Work instruction: Only lines with the string "tests" should be returned from the data below.

Information given:

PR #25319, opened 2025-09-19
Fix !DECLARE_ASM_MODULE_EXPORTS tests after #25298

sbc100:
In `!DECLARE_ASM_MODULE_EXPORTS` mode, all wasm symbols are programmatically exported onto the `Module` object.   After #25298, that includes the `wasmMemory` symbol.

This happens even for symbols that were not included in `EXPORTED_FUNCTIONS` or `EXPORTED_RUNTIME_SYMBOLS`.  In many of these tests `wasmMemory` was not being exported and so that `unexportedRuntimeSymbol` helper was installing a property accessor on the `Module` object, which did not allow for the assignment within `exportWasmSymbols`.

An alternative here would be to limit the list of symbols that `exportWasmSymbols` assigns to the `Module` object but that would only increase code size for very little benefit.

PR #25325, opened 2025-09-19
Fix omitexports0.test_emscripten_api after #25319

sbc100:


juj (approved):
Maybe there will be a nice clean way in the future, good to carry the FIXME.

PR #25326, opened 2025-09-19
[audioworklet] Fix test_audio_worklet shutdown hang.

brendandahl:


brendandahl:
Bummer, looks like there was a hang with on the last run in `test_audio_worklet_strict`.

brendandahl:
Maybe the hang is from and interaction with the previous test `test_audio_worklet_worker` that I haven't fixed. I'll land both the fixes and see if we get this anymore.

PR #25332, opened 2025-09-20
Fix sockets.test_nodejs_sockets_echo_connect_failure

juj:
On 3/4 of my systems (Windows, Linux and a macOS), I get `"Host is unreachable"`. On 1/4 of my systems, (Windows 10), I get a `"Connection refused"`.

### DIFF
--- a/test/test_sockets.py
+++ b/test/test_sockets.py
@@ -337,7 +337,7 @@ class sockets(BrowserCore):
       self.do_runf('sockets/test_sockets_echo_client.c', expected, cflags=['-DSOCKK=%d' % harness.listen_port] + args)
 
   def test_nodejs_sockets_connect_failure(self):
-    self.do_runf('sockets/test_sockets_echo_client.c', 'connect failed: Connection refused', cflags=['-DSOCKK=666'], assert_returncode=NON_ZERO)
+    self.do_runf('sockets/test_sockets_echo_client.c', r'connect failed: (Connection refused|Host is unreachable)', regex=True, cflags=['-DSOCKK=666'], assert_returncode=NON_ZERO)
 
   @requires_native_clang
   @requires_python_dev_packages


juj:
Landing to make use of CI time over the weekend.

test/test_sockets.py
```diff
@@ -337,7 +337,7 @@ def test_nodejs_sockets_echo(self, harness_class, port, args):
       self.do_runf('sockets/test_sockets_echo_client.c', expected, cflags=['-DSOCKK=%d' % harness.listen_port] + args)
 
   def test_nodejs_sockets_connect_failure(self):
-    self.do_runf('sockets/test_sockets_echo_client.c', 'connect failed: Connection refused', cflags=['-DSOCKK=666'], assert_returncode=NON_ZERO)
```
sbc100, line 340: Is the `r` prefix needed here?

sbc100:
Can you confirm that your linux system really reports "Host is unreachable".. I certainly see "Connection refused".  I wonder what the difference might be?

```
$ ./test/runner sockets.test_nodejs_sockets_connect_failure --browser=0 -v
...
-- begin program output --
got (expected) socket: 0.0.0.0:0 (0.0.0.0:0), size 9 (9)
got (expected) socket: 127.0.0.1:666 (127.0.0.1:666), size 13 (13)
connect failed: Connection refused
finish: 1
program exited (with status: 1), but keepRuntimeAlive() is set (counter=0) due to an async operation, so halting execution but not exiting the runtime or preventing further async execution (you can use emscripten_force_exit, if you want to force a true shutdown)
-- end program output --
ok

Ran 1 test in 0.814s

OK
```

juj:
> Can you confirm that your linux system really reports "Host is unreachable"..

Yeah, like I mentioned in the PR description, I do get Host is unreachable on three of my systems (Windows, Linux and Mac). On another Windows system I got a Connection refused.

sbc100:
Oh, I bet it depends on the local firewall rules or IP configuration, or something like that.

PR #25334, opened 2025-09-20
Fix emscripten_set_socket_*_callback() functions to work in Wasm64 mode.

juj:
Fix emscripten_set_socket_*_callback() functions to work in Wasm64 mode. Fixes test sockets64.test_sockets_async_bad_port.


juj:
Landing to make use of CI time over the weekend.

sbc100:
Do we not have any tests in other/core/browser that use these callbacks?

Reply to the exercise:
Fix !DECLARE_ASM_MODULE_EXPORTS tests after #25298
This happens even for symbols that were not included in `EXPORTED_FUNCTIONS` or `EXPORTED_RUNTIME_SYMBOLS`.  In many of these tests `wasmMemory` was not being exported and so that `unexportedRuntimeSymbol` helper was installing a property accessor on the `Module` object, which did not allow for the assignment within `exportWasmSymbols`.
Do we not have any tests in other/core/browser that use these callbacks?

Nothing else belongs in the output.